<<<<
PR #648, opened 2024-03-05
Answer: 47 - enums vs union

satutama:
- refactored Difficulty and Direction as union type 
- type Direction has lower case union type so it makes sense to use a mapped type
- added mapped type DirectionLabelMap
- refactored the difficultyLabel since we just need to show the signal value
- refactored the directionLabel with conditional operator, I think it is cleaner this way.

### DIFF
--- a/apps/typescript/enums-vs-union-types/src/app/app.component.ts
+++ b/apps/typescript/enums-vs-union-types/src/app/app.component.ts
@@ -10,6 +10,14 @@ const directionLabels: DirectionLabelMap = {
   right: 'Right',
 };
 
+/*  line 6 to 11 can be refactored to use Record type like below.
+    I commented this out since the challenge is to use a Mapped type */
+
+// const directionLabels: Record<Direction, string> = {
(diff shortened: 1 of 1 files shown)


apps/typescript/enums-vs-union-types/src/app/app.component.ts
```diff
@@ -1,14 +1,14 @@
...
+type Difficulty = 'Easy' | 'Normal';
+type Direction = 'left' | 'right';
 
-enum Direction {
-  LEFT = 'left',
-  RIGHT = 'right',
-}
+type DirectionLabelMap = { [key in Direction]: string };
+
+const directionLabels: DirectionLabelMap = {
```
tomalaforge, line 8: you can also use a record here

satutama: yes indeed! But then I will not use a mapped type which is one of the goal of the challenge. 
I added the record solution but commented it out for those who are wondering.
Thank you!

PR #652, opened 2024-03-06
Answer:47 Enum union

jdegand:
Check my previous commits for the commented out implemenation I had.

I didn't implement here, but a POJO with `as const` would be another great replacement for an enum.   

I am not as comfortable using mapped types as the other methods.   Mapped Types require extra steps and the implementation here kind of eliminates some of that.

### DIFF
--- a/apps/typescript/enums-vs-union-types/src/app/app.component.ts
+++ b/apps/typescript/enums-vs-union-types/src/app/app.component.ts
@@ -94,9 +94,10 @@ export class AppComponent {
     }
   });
>>>>
_WHAT THIS TASK INVOLVES_
What lines in the data above contain the word "directionLabels"? Show them all.

_REPLY TO THE EXERCISE_
@@ -10,6 +10,14 @@ const directionLabels: DirectionLabelMap = {
+// const directionLabels: Record<Direction, string> = {
+const directionLabels: DirectionLabelMap = {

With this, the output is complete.